▸ Your assignment: All entries must be transcribed exactly, down to the last character.

Dataset entries:
⁂

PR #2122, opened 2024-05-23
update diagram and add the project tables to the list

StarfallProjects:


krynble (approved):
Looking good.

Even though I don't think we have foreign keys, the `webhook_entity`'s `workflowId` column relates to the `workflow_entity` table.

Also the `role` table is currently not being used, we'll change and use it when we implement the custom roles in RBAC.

⁂

▸ Solution to this problem:
PR #2122, opened 2024-05-23
update diagram and add the project tables to the list

StarfallProjects:


krynble (approved):
Looking good.

Even though I don't think we have foreign keys, the `webhook_entity`'s `workflowId` column relates to the `workflow_entity` table.

Also the `role` table is currently not being used, we'll change and use it when we implement the custom roles in RBAC.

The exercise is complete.